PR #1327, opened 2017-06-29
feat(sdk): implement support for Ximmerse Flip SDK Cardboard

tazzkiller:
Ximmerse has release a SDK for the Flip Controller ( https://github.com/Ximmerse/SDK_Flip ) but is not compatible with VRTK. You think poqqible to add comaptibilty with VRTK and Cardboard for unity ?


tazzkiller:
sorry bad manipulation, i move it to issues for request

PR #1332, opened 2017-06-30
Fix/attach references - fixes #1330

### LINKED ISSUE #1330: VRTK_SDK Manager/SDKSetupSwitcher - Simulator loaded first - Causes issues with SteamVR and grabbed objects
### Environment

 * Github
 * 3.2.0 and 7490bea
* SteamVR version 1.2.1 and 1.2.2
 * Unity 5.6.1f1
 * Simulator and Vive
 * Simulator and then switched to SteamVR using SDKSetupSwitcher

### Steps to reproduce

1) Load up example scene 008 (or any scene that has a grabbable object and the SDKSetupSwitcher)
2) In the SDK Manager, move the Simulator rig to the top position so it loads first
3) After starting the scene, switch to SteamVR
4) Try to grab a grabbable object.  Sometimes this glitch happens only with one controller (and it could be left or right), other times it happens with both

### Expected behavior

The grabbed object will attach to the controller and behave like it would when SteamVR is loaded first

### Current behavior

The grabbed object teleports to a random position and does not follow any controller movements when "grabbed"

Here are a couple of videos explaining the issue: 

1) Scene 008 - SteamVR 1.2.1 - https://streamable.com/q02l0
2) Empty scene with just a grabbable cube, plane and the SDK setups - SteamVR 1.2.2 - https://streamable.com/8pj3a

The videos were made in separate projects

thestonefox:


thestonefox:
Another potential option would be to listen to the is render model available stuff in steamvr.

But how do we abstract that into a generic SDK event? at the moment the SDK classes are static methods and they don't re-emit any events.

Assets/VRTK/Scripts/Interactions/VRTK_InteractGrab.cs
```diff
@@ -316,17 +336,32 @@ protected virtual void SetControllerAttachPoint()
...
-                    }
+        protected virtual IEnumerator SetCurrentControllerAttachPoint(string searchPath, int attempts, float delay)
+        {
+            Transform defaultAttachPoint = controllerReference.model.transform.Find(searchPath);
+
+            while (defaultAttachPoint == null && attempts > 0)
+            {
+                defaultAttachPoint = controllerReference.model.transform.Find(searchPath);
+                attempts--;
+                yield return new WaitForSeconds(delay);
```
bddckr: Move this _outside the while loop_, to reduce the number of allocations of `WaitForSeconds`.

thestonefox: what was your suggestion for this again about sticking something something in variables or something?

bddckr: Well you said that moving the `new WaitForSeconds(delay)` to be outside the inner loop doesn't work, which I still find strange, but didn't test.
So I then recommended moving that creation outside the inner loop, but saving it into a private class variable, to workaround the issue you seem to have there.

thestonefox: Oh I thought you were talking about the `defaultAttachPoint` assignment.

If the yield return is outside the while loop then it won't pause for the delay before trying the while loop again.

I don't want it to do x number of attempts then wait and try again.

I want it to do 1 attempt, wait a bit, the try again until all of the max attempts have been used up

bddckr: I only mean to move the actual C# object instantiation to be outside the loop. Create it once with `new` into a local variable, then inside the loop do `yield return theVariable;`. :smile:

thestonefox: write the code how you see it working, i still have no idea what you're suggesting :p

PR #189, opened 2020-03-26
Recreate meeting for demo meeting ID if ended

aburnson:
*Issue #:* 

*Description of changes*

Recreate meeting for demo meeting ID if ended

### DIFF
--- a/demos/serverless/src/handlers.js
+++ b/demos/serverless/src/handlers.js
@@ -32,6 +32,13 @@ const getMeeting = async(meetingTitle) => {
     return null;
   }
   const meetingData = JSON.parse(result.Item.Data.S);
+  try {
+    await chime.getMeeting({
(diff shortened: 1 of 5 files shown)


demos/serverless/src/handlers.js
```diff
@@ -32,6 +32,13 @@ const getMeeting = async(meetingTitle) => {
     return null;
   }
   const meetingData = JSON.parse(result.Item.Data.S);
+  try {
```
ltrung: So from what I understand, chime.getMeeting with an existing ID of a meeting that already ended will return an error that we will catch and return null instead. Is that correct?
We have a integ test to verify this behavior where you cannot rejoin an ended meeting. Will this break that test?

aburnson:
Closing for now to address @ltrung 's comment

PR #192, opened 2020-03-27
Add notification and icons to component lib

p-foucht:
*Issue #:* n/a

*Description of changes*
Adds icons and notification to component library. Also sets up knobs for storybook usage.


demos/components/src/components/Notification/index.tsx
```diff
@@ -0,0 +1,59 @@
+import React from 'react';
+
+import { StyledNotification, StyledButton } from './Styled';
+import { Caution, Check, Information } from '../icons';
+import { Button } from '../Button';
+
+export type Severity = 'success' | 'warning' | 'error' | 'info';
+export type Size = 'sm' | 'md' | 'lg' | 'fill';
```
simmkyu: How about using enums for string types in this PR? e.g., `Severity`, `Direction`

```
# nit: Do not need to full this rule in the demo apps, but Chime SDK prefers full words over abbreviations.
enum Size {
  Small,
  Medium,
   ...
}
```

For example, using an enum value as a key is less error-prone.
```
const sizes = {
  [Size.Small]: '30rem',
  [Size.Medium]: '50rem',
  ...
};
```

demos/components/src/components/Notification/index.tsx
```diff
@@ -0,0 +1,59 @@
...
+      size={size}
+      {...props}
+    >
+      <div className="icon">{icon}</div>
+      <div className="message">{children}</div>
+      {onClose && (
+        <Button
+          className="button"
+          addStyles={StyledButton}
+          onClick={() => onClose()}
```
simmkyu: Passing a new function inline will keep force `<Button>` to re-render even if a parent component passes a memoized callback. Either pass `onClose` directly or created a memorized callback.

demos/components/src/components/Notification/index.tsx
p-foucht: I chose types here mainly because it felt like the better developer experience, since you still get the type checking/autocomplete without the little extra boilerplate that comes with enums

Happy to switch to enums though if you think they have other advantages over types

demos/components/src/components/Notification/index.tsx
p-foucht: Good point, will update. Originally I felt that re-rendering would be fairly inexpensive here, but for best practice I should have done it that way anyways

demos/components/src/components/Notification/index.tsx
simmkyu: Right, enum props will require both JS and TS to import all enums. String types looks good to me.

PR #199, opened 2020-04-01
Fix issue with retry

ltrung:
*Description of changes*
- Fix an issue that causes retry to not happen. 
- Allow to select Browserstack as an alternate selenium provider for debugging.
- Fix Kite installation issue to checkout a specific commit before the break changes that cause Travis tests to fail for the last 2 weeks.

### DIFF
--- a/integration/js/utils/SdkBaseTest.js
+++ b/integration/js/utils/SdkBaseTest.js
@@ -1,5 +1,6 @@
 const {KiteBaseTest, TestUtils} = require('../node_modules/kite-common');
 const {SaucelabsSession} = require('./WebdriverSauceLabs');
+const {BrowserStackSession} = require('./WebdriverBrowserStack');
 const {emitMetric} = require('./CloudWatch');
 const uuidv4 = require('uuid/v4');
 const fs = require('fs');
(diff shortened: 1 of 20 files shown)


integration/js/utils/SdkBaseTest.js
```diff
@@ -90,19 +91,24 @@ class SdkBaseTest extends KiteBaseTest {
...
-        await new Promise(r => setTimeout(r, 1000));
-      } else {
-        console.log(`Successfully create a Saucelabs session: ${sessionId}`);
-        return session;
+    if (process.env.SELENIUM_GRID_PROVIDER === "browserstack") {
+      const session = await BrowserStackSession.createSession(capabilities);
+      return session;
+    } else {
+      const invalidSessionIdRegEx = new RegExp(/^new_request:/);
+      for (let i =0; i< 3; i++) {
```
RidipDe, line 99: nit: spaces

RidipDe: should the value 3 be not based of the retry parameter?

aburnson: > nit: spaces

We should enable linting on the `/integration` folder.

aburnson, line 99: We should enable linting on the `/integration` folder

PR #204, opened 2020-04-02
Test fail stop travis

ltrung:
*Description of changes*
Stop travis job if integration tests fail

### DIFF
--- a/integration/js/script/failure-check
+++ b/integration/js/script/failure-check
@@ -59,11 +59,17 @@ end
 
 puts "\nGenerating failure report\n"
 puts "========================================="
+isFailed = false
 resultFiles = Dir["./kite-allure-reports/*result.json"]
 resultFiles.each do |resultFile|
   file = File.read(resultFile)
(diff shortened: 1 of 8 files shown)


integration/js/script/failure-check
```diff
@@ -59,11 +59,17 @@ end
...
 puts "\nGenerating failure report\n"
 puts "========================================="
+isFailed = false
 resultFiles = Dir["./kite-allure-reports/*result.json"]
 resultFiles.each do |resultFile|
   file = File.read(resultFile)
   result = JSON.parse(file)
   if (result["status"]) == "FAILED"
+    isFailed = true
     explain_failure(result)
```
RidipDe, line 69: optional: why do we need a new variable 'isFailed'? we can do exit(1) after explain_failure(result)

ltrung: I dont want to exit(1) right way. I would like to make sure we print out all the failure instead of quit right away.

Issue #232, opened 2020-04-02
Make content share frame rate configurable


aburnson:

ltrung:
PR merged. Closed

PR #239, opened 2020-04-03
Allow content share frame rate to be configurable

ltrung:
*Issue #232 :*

◆ ◆ ◆

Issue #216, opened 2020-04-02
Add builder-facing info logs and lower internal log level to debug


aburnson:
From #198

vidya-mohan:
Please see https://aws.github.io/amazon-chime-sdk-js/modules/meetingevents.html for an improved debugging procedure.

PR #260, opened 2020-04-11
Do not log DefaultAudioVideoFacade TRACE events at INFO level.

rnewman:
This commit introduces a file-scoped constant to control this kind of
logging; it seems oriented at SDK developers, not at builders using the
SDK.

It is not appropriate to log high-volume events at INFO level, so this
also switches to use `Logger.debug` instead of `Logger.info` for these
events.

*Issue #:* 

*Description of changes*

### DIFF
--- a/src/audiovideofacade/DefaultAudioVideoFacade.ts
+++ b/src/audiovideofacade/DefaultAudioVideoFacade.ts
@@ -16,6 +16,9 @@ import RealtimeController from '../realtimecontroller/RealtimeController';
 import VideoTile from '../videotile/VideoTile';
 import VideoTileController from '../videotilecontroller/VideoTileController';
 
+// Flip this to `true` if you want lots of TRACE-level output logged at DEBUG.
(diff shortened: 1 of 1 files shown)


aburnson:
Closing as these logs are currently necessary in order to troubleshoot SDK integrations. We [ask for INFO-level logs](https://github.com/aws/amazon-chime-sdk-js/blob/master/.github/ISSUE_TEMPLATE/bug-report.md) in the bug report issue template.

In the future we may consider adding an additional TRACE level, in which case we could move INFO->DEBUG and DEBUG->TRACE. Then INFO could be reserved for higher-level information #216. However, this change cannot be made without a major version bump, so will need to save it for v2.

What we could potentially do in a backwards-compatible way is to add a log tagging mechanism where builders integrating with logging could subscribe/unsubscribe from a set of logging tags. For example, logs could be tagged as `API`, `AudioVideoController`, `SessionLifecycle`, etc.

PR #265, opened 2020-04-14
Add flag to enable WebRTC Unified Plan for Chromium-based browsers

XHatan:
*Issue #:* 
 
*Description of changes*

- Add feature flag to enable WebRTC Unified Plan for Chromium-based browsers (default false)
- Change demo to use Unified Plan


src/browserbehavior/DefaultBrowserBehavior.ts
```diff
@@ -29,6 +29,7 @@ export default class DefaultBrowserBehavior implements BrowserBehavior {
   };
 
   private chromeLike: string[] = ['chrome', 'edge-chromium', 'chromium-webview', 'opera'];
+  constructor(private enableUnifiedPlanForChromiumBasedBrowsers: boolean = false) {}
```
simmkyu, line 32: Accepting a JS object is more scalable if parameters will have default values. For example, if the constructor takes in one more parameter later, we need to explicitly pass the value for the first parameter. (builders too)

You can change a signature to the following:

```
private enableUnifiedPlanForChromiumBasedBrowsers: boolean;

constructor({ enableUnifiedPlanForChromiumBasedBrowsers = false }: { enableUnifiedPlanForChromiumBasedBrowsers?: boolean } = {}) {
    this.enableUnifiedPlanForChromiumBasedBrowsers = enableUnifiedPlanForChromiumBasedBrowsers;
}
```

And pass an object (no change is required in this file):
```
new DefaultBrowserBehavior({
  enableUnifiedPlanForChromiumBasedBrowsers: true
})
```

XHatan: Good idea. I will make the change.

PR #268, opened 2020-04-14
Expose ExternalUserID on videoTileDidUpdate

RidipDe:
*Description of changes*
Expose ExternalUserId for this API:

◆ ◆ ◆

→ **Task to complete**:
Transcribe the records above exactly, beginning at the line that contains "PR #1327, opened 2017-06-29" and ending with the line that contains "### Current behavior", both included, and nothing else.

→ **Your response**:
PR #1327, opened 2017-06-29
feat(sdk): implement support for Ximmerse Flip SDK Cardboard

tazzkiller:
Ximmerse has release a SDK for the Flip Controller ( https://github.com/Ximmerse/SDK_Flip ) but is not compatible with VRTK. You think poqqible to add comaptibilty with VRTK and Cardboard for unity ?


tazzkiller:
sorry bad manipulation, i move it to issues for request

PR #1332, opened 2017-06-30
Fix/attach references - fixes #1330

### LINKED ISSUE #1330: VRTK_SDK Manager/SDKSetupSwitcher - Simulator loaded first - Causes issues with SteamVR and grabbed objects
### Environment

 * Github
 * 3.2.0 and 7490bea
* SteamVR version 1.2.1 and 1.2.2
 * Unity 5.6.1f1
 * Simulator and Vive
 * Simulator and then switched to SteamVR using SDKSetupSwitcher

### Steps to reproduce

1) Load up example scene 008 (or any scene that has a grabbable object and the SDKSetupSwitcher)
2) In the SDK Manager, move the Simulator rig to the top position so it loads first
3) After starting the scene, switch to SteamVR
4) Try to grab a grabbable object.  Sometimes this glitch happens only with one controller (and it could be left or right), other times it happens with both

### Expected behavior

The grabbed object will attach to the controller and behave like it would when SteamVR is loaded first

### Current behavior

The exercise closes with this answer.